His latest effort, Perception Health, has become one of the largest collections of claims data in the U.S. since its 2014 inception. "Five years ago there was an open window for licensing claim data, so we jumped through that quickly before it was closed to other organizations," he explained. "We really wanted to get people focused on care engineering, and we believe today that communities need care engineers to understand where there are gaps in care within communities. Individuals need to know the best places to go and receive care, and that drive to focus on saving lives is at the cornerstone of why we created the company."
Perception Health
Perception's main product is TEAM, a physician referral utilization platform that allows users to see market growth opportunities in a highly visual format. The TEAM platform includes more than 5.5 million clinical entities and more than 900,000 physicians. Perception also is gaining traction around their Care Prediction Tool, which allows users to identify patients at risk of developing complications or disease with 92 percent accuracy in some cases.

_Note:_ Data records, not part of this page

PR #181, opened 2021-02-02
Extend preserved files

### LINKED ISSUE #180: Add /etc/sysconfig/proxy to the network environment
Some customers, who for whatever reason are unable to use transparent proxies in their networks, still use /etc/sysconfig/proxy to define system wide proxies. I understand the Distribution Migration System does not carry this file across, so the migration always fails because the migration system cannot find scc.suse.com without the proxy defined. 

Note that my suggestion is only a solution for what I expect to be the majority of cases - where customers set system-wide proxies in /etc/sysconfig/proxy AND do not require a password for the proxy. Some customers use environment variables rather than /etc/sysconfig/proxy and some do also require passwords for their proxies, for example stored in .curlrc.

jesusbv:
Add option to preserve /etc/sysconfig/proxy file.

This fixes #180

### DIFF
--- a/doc/adoc/user_guide.adoc
+++ b/doc/adoc/user_guide.adoc
@@ -158,11 +158,21 @@ Preserve custom data file(s) e.g. udev rules from the system
 to be migrated into the upgrade live system and make sure
 they will become effective.
 
+Under preserve section, there are two subsections: rules and static.
+The difference between 'rules' and 'static' sections is that files preserved as
+udev rules will also make the DMS to reload udev and its rules to make the new
+rule set effective, while the files in the static section are copied with no
+further action.
+
 [listing]
 preserve:
   rules:
     - /etc/udev/rules.d/a.rules
     - /etc/udev/rules.d/b.rules
+  static:
+    - /etc/sysconfig/proxy
+    - /path/to/be/preserved/file
+
 
 [NOTE]
 udev rules that require custom drivers will not have the desired effect
--- a/suse_migration_services/migration_config.py
+++ b/suse_migration_services/migration_config.py
@@ -95,19 +95,17 @@ class MigrationConfig:
 
         return migration_product
 
-    def get_preserve_udev_rules_list(self):
+    def get_preserve_info(self):
         """
-        Returns list of udev rule file(s)
+        Return dictionary of the different list of files to be preserved.
 
-        The returned file list is used to make those rule files
+        The returned lists, in the dictionary, are used to make those files
         available to the migration live system such that the
-        same behavior the rules apply on the system to be
+        same behavior the config applies on the system to be
         upgraded also applies to the live migration system
         while the upgrade runs
         """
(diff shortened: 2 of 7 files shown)


schaefi:
@jesusbv Thanks the implementation is good and will work. However I think we should make it a bit more flexible. What if another user wants to preserve some other file from /etc, then we need to add more code like this and have to run another submission which is an expensive/painful process as you know ;)

I was thinking about something like:

```yaml
static:
  - /etc/sysconfig/proxy
```

That way we would also support any static file to be preserved by a simple copy process.

Thoughts ?

jesusbv:
> ```yaml
> static:
>   - /etc/sysconfig/proxy
> ```
> 
> That way we would also support any static file to be preserved by a simple copy process.
> 
> Thoughts ?

I  like the idea but I limited it to `proxy` because I wasn't sure about the scope of the files we wanted to include.
Will update it.

schaefi:
yeah we can't be sure what people want/need to preserve more in the future but I think allowing this as a general feature is not a bad idea. Thanks for updating :+1:

doc/adoc/user_guide.adoc
```diff
@@ -163,6 +163,9 @@ preserve:
   rules:
     - /etc/udev/rules.d/a.rules
     - /etc/udev/rules.d/b.rules
+  static:
+    - /etc/sysconfig/proxy
+    - /path/to/be/preserved/file
```
schaefi, line 168: There should be some words about the difference between ```rules:``` and ```static:``` I think it would be good to mention that files preserved as udev rules will also make the DMS to reload udev and its rules to make the new rule set effective, whereas the files in the static section are just copied without any further action

schaefi (approved):
Looks great :+1: 

just a bit more info in the docs please :)

doc/adoc/user_guide.adoc
jesusbv: Done. Once all is good, I will squash the commits into one.

rjschwei:
Documentation will also need to be updated.

doc/adoc/user_guide.adoc
schaefi: This is great now :+1: 

Just go ahead and merge after squash. NOTE: Please remember we need a bugzilla number for this to avoid trouble with maintenance. If there is no bugzilla report we can refer this to, please add a bug in bugzilla and use the number here in the commit message as "bsc#NR" Thanks much

schaefi:
@jesusbv  Just go ahead and merge after squash. NOTE: Please remember we need a bugzilla number for this to avoid trouble with maintenance. If there is no bugzilla report we can refer this to, please add a bug in bugzilla and use the number here in the commit message as "bsc#NR" Thanks much

schaefi (approved):
perfect, see my comment on the commit message the bugzilla reference for the submisson. Thanks

PR #183, opened 2021-02-05
Allow non standard paths

jesusbv:
Create dir if not exists before copying


schaefi:
ok I know I said we don't need to check for ```os.path.exists``` prior calling mkdir but I think it would be good if we do that because I forgot the udev rules are handled in the same copy path and they all live in the same directory, so we will repeat ourselves quite often eventually. Could you add the check ?

Thanks

schaefi (approved):
great :+1:

PR #184, opened 2021-02-05
Avoid deprecation warning

jesusbv:


schaefi:
I'm missing a description

I assume you got a deprecation warning from what (tox) when running on TW right ? Because I don't see it when running on 15.2

jesusbv:
> @jesusbv I'm missing a description
> 
> I assume you got a deprecation warning from what (tox) when running on TW right ? Because I don't see it when running on 15.2

Yes, when running `make check`

```bash
WARNING: test command found but not installed in testenv
  cmd: /usr/bin/bash
  env: /home/jesusbv/SandBox/suse-migration-services/.tox/3
Maybe you forgot to specify a dependency? See also the allowlist_externals envconfig setting.

DEPRECATION WARNING: this will be an error in tox 4 and above!
```

Also, when running `tox` or `make test`, so will fix those too in this PR and update this fix.

schaefi:
ok great, thanks for catching this one. If you are done feel free to merge. It does not affect the package submission to the SUSE namespace if I got it right this is only affecting the project setup. Thanks

schaefi (approved):
:+1:

PR #186, opened 2021-02-19
Do not copy /etc/resolv.conf if empty

### LINKED ISSUE #185: More robust use of name resolution setup
The DMS uses the hosts resolv.conf file to implement the DNS setup. However depending on the host configuration the resolv.conf information is cleared out on reboot of the machine. In this case the DMS system should not copy the empty resolv.conf information but rather stick with the DHCP data the DMS received at boot time.

jesusbv:
This Fixes #185
This references bsc#1182234

### DIFF
--- a/suse_migration_services/units/setup_host_network.py
+++ b/suse_migration_services/units/setup_host_network.py
@@ -51,10 +51,13 @@ def main():
         raise DistMigrationNameResolverException(
             'Could not find {0} on migration host'.format(resolv_conf)
         )
-
-    shutil.copy(
-        resolv_conf, '/etc/resolv.conf'
-    )
+    if has_host_resolv_setup(resolv_conf):
+        log.info('Copying {}'.format(resolv_conf))
+        shutil.copy(
+            resolv_conf, '/etc/resolv.conf'
+        )
+    else:
+        log.info('Empty {}, continuing without copying it'.format(resolv_conf))
 
     sysconfig_network_providers = os.sep.join(
         [root_path, 'etc', 'sysconfig', 'network', 'providers']
@@ -139,3 +142,12 @@ def log_network_details():
                 ).output
             )
         )
+
+
+def has_host_resolv_setup(resolv_conf_path):
+    with open(resolv_conf_path, 'r') as resolv:
+        for line in resolv:
+            # check there is useful information in the remaining lines
+            if line.startswith('search') or line.startswith('nameserver'):
+                return True
+    return False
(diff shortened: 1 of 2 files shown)


suse_migration_services/units/setup_host_network.py
```diff
@@ -139,3 +142,18 @@ def log_network_details():
...
+        lines = filter(
+            lambda line: not line.startswith('#') and not line.startswith(os.linesep),
+            resolv.readlines()
+        )
+    for line in lines:
+        # check there is useful information in the remaining lines
+        if line.startswith('search') or line.startswith('nameserver'):
+            return False
+
+    return True
```
schaefi, line 159: Maybe we could write this a bit simpler ? like

```python
with open(resolv_conf_path, 'r') as resolv:
    for line in resolv:
        if line.startswith('search') or line.startswith('nameserver'):
            # looks like there is some effective resolver setup
            return False
return True
```

maybe it's also easier to read if the function is named "def have_host_resolv_setup" or similar

Thoughts ?

test/unit/units/setup_host_network_test.py
```diff
@@ -91,3 +98,80 @@ def test_main(
...
+
+    @patch('suse_migration_services.units.setup_host_network.is_resolv_empty')
+    @patch('suse_migration_services.logger.Logger.setup')
+    @patch('suse_migration_services.command.Command.run')
+    @patch('suse_migration_services.units.setup_host_network.Fstab')
+    @patch('os.path.exists')
+    @patch('shutil.copy')
+    @patch('glob.glob')
+    @patch('os.path.isfile')
+    def test_main_no_copy(
```
schaefi, line 110: I think the intention of this test is to check that etc/resolv conf is not copied. I wonder about all the other assertions for fstab and so on

schaefi: I would have expected something like ```assert not mock_shutil_copy.called``` or ```assert call... not in mock_shutil_copy.call_args_list```. Something that is more explicit to what the test is good for. Does this makes sense ?

schaefi (changes requested):
Thanks for looking into this. I think the logic makes good sense, but I think it can be reached with less code. Also think about unit tests as code, less code is better and easier to read, especially in tests. Hope that makes sense ?

test/unit/units/setup_host_network_test.py
schaefi: All the other conditions of main are part of other test cases. So I think it's fine if this test just focuses on no copy happened in the most easy way to get that condition

jesusbv: Fixed.

suse_migration_services/units/setup_host_network.py
jesusbv: Done.

schaefi (approved):
yeah, that looks really nice now :+1:

PR #187, opened 2021-02-24
Fixed umount inconsistency

schaefi:
There is the mount-system service which mounts the system taking fstab into account. If it fails for some reason it also umounts all parts of the system. However in the sequence of the error condition there is also the grub-setup service which uninstalls the migration package and restores the grub config such that the subsequent boot process does no longer boot into the migration system. With the error condition from above the grub-setup service has no chance to perform its jobs because all of system-root has been umounted already. This commit makes sure that mount-service only registers the mount paths but does not umount them in case of a failure. This allows grub-setup to do its job and also allows the reboot service to umount registered devices prior reboot.

This is related to bsc#1182520

### DIFF
--- a/suse_migration_services/units/mount_system.py
+++ b/suse_migration_services/units/mount_system.py
@@ -187,8 +187,6 @@ def mount_system(root_path, fstab):
         log.error(
             'Mounting system for upgrade failed with {0}'.format(issue)
         )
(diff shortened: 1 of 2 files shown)


jesusbv (approved):
Good catch

PR #190, opened 2021-03-02
Added sort by path order for fstab handling

### LINKED ISSUE #188: Apply sort order by path when reading fstab
In reference to:

* https://bugzilla.suse.com/show_bug.cgi?id=1182520

it seems systemd's fstab generator does some ordering such that people no longer have to care for the
chronological order of entries in the good old ```/etc/fstab``` file. If this is the case we will constantly run into issues
on the DMS end as we expect the fstab to be consistent.

I still think the DMS is not in the responsibility to fix systems, but I would be ok adding a path sorting in here to make
customers happy given the needinfo request on the mentioned bug really confirms that systemd does this ordering

schaefi:
Don't trust the order of entries in the fstab to be correct.
Instead add a canonical path order to the fstab entries
when processed by the distribution migration system.
This Fixes #188 and Fixes bsc#1182520

### DIFF
--- a/suse_migration_services/fstab.py
+++ b/suse_migration_services/fstab.py
@@ -17,7 +17,9 @@
 #
 import logging
 import os
-from collections import namedtuple
+from collections import (
+    namedtuple, OrderedDict
+)
 
 # project
 from suse_migration_services.defaults import Defaults
@@ -104,7 +106,7 @@ class Fstab:
         :param string filename: path to file name
         """
         with open(filename, 'w') as fstab:
-            for entry in self.fstab:
+            for entry in self._get_canonical_mount_list():
                 fstab.write(
                     '{0} {1} {2} {3} 0 0{4}'.format(
                         entry.device, entry.mountpoint,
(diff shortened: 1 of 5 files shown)


suse_migration_services/fstab.py
```diff
@@ -114,4 +116,53 @@ def export(self, filename):
...
+    @staticmethod
+    def _sort_by_hierarchy(path_list):
+        """
+        Sort given list of path names by their hierachy in the tree
+
+        Example:
+
+        .. code:: python
+
+            result = sort_by_hierarchy(['/var/lib', '/var'])
```
jesusbv, line 146: a bit nitpicking but it would be nice to have the call and the return value
```python
sort_by_hierarchy(['/var/lib', '/var'])
[output_sorted]
```

jesusbv (approved):
LGTM

suse_migration_services/fstab.py
schaefi: Could you be more precise what exactly you expect in the Example code ? Please remember it has to be valid python otherwise the doc generator will fail. So currently we have this:

```
Example:

.. code:: python

     result = sort_by_hierarchy(['/var/lib', '/var'])
```

How would you like to change this to be more obvious ?

Thanks

PR #194, opened 2021-04-12
Use ismount

jesusbv:
- Change the command "mount -q $mountpoint"
  for Python method "os.path.ismount($mountpoint)"


schaefi (approved):
yep, as discussed this is much nicer. I'm also ok with the limitation on bind mounts

PR #196, opened 2021-04-12
Debug lvm issue

schaefi:
Added kernel-firmware to support bare metal better
    
For the DMS to boot on bare metal system we should install the kernel-firmware package. If not present certain systems like HP with Mellanox driver fails to boot. This is related to bsc#1182520


schaefi:
NO MERGE !

PR #1177, opened 2020-04-28
Use `Trial.system_attrs` to store `LightGBMTuner`'s results.

toshihikoyanase:
## Motivation

Currently, `LightGBMTuner` uses `user_attrs` to store some results such as `lightgbm_tuner:elapsed_secs` and `lightgbm_tuner:lgbm_params`. I think the `LightGBMTuner` is a part of Optuna system and I think `system_attrs` is preferable to store them.

`optuna.samplers.CmaEsSampler` also use `system_attrs` to save the information (c.f., https://github.com/optuna/optuna/blob/master/optuna/samplers/cmaes.py#L204).

## Description of the changes

This PR simply replace `user_attrs` with `system_attrs` in `LightGBMTuner`.

### DIFF
--- a/optuna/integration/lightgbm_tuner/optimize.py
+++ b/optuna/integration/lightgbm_tuner/optimize.py
@@ -277,10 +277,10 @@ class OptunaObjective(BaseTuner):
             )
         )
 
-        trial.set_user_attr("lightgbm_tuner:elapsed_secs", elapsed_secs)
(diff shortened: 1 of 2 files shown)


hvy:
We should preferably get this change merged in 1.4.0 as they were first introduced in 1.4.0 (https://github.com/optuna/optuna/pull/1032)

"It's fascinating science, technology and math working together to expose new information to the industry," Fetherling said. Care Prediction also allows for customization of the care pathways by looking at the performance of providers and identifying who is best for each patient; Perception recently developed pathways for lung cancer, joint replacement, heart attack and diabetes specifically for CMS.
"We have the largest and freshest data set in the country, updated the first of each month," Fetherling explained. "That gives us the ability to track 280 million patients longitudinally, so we know how they're consuming care and either predict new care they'll need or get them to better providers."
Protecting Your (EHR) Legacy
Antione Agassi
Antoine Agassi, TN HIMSS board member and chairman and CEO of Nashville-based Trinisys, said another challenge facing healthcare organizations is access to electronic health records amid a record setting number of hospital closures. A March 2019 report by Becker's Hospital Review found that Tennessee had the second-most closures since 2010, with 10 hospitals shutting their doors.
"There's not a state that hasn't experienced a number of critical access hospitals closing, and what happens to the those medical records then?" Agassi asked, noting that files legally become property of health departments in most states, with retrieval typically requiring countless hours and phone calls. "When a hospital closes, it creates a big loss to the community as well as a displacement of patients, which creates a big gap in terms of record custody. Besides the loss in continuity of care, missing medical records also mean payers are more likely to pay for redundant medical tests."
Trinisys
Trinisys work with healthcare clients to ensure legacy data archival, particularly amid hospital consolidations and nationwide updates to more advanced EHR systems. The company has partnered with Vanderbilt University Medical Center, which sees more than two million patients annually and recently switched EHR systems when it went live on Epic. Trinisys allowed the medical center to consolidate patient data from numerous legacy systems into an easy-to-use, centralized historic record viewer.
"We ingest multiple sources of data and provide a consolidated dashboard report interoperable with new EHR systems," Agassi explained. "We take disparate data sources of analytical population health and census dashboards and combine them in a shiny new box that's easy to see and understand."